* RECORDS PROVIDED *

Issue #245, opened 2017-02-20
Change wording in grey boxes


anders-sandholm:
Suggestion from @kasperl : I'd suggest changing two of the prominently featured grey boxes. 

Change:

  Dart webdev
  Build browser apps.

to:

  Web
  Build browser apps.

and:

  Dart VM
  Build scripts, servers.

to:

  Command-line
  Build scripts, servers.

Sfshaza:
@anders-sandholm @filiph @kwalrath 

This has been languishing because we didn't reach consensus. Should we schedule a meeting to discuss?

filiph:
Happy to meet!

FWIW I agree with the changes (sorry for taking so long to reply).

srawlins:
"Webdev" has changed to "Web", but "Dart VM" has not yet been changed to "Command-line"

chalin:
Has a consensus been reached?

The _What next?_ section of the [Get Started](https://www.dartlang.org/guides/get-started) page currently refers to the platforms as **_Mobile_**, **_Web_**, and **_Server_**:

> <img width="420" alt="screen shot 2018-06-24 at 11 25 21" src="https://user-images.githubusercontent.com/4140793/41820544-57cdeea2-77a1-11e8-9cf6-d9b56fdd8436.png">

Given the "client-optimized" focus for Dart, it seems most reasonable (and complementary) to refer to the other platform as _Server_ rather than just command-line.

Thoughts?

cc @kevmoo

anders-sandholm:
I'd like to propose - as I believe Patrice also suggests above - that we remain consistent (with the What next) and rename "Dart VM" to "Server" on the platform page as well (and keep the existing subtitle "Write a command-line app or server").

chalin:
Sounds good. Whatever terminology we settle on, we should be consistent across pages:

- [ ] [Get Started page](https://www.dartlang.org/guides/get-started)
- [ ] [Platforms page](https://www.dartlang.org/guides/platforms)
- [ ] Sidenav - all pages (when viewed from wide displays) other than the front page.

Should we be changing the `/dart-vm` URLS to be `/server` (with appropriate redirects, of course)?

anders-sandholm:
Happy for us to use 'Server' or 'server-side app' depending on context. 
Changing the URLs is not necessary (and higher risk, I guess), but probably a nice thing to do as well while we're at it.

chalin:
Closing this issue since it has been addressed. Followup actions will be tracked via #965.

PR #246, opened 2017-02-20
Changing "Dart VM" to "Command line" in several key places.

Sfshaza:
Fixes issue: https://github.com/dart-lang/site-www/issues/245

Should we go further than changing "Dart VM" on just the grey box on the front page? In this PR, I've changed "Dart VM" in the footer, side nav, and on the Dart VM home page, as well as the grey box. I changed "Web" in the footer, as well as the grey box.

Take a look and we'll discuss.

Staged: 
https://sz-www-1.firebaseapp.com/  (grey boxes)
https://sz-www-1.firebaseapp.com/dart-vm  (footer, side-nav, and title)

Btw: "command line" isn't generally hyphenated unless used as an adjective, for example, "the command-line interface", but "type the following at the command line."  

English...such a silly language.

@anders-sandholm  @kwalrath  @filiph

### DIFF
--- a/src/_data/side-nav.yml
+++ b/src/_data/side-nav.yml
@@ -52,7 +52,7 @@
       children:
       - title: "API Reference"
         permalink: http://docs.flutter.io/flutter/
-    - title: "Dart VM"
+    - title: "Command line"
       permalink: /dart-vm
       children:
       - title: "Install Dart"
--- a/src/_includes/page-footer.html
+++ b/src/_includes/page-footer.html
@@ -18,9 +18,9 @@
         <div class="content">
           <h4>Technologies</h4>
           <ul>
-            <li><a href="{{site.webdev}}">Dart webdev</a></li>
+            <li><a href="{{site.webdev}}">Web</a></li>
             <li><a href="{{site.webdev}}/angular">AngularDart</a></li>
-            <li><a href="{{site.dart_vm}}">Dart VM</a></li>
+            <li><a href="{{site.dart_vm}}">Command line</a></li>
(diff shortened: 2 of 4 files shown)


anders-sandholm:
Wauw, that was fast (and early?). 

Thinking some more about this I believe "AngularDart" qualifies to be in the grey box rather than "Web" or "Webdev".

Otherwise LGTM - but would like to also hear Filip's opinion because he has thought more about how we name things on the site.

Sfshaza:
Yeah, it's one of those days I woke up at 2am.  ;)

Thanks for that feedback!

I will wait for Filip and Kathy to weigh in on Tuesday. (Today is a holiday
in the U.S. - Presidents Day, which was created to celebrate Abraham
Lincoln and George Washington... ahem)

kwalrath:
I worry a bit that people will confuse "Command line" with command-line tools—like pub, dart2js, etc. The explanation helps, but the less people have to read, the better.

Another possibility is to say some variation of "Server side".

Or we could reconsider the gray boxes entirely. I think they're easy to miss, not parallel, would be better with icons, ... lots of stuff we could improve if it's a priority.

filiph:
Sorry for missing this. My 2 cents:

* "Command line" is a bit underselling, imho. Do we have space to say "Command line & server"? "CLI & server"? "Standalone"?
  * I agree that "Dart VM" is not very helpful to outside users, so happy for any change.
* I like "Web". "Angular" would be too forceful. I think we could add another gray box for AngularDart itself: "AngularDart: Build Angular apps".

Sfshaza:
I spoke to Filip yesterday and there's no resolution yet on the front page. I'm closing this for now.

* YOUR TASK *
When a line in the listing above holds the word "changed", copy it.

* ANSWER FOR THIS EXERCISE *
"Webdev" has changed to "Web", but "Dart VM" has not yet been changed to "Command-line"
Should we go further than changing "Dart VM" on just the grey box on the front page? In this PR, I've changed "Dart VM" in the footer, side nav, and on the Dart VM home page, as well as the grey box. I changed "Web" in the footer, as well as the grey box.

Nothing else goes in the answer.